▶ Source data
PR #135, opened 2024-06-14
Add server-side timeout

matt-bernstein:
Add server-side timeout to all Celery tasks. We already have an LSE timeout of 30 minutes, but this will catch individual Celery tasks that are orphaned (don't have a parent task available to cancel them) due to <3 workers being available when the job is started. 

Since the timeout applies to in progress jobs (that are waiting on sending/receiving kafka messages), setting a very loose default timeout of 24 hours.

### DIFF
--- a/server/tasks/process_file.py
+++ b/server/tasks/process_file.py
@@ -28,6 +28,7 @@ app = Celery(
     "worker", broker=REDIS_URL, backend=REDIS_URL, accept_content=["json", "pickle"]
 )
 
+settings = Settings()
 
 def parent_job_error_handler(self, exc, task_id, args, kwargs, einfo):
     """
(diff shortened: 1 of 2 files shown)


matt-bernstein:
A change to the way the `Settings` object works here (due to needing to pass settings to the @app decorators) is to have one singleton per file, instead of being reinstantiated in every function that needs it. This means that if a setting (env var) is changed during runtime, it will not take effect until the server is restarted. I don't think we were relying on this, but worth mentioning in case it doesn't seem worth it.

robot-ci-heartex:
Commit https://github.com/HumanSignal/infra/commit/a9f108b8252dde69c8ccd3c46bd2c4a436dd4940 is created.

pakelley (approved):
lgtm!

robot-ci-heartex:
Commit https://github.com/HumanSignal/infra/commit/e73a2b503c4f327fafac0ae86ca15e50971dda8d is created.

Issue #1059, opened 2020-12-14
support --tail option


dolanor:
**Description**

**Steps to reproduce the issue:**
1. docker compose up -d
2. docker compose logs --tail=10

**Describe the results you received:**
`unknown flag: --tail`

**Describe the results you expected:**
the 10 last line in the log related to this `docker-compose.yml` file.

PR #1178, opened 2021-01-26
introduce compose logs --tail and --follow options

ndeloof:
**What I did**
introduce compose logs `--tail` and `--follow` options
`--tail` is only supported on local backend

**Related issue**
https://github.com/docker/compose-cli/issues/1059

/test-aci
/test-ecs


gtardif (approved):
LGTM. ACI red test i flaky (has happened previously on the main branch), we need to fix the flakyness in a separate PR, I think we're safe to merge this one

▶ Instructions for the task
Only the lines above that hold "tasks" are wanted. Show every one of them.

▶ Output for this task
Add server-side timeout to all Celery tasks. We already have an LSE timeout of 30 minutes, but this will catch individual Celery tasks that are orphaned (don't have a parent task available to cancel them) due to <3 workers being available when the job is started. 
--- a/server/tasks/process_file.py
+++ b/server/tasks/process_file.py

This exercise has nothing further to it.